• [EXERCISE] From the entries, copy each line that includes "ReToCode".

Stored entries
* * *
PR #41618, opened 2023-07-25
Use Go 1.19 on main

nak3:
This is just same with https://github.com/openshift/release/pull/34868
Go 1.19 is used since SO 1.29.

/cc @ReToCode @pierDipi


ReToCode (approved):
/lgtm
* * *
• [SOLUTION TO THIS TASK]
/cc @ReToCode @pierDipi
ReToCode (approved):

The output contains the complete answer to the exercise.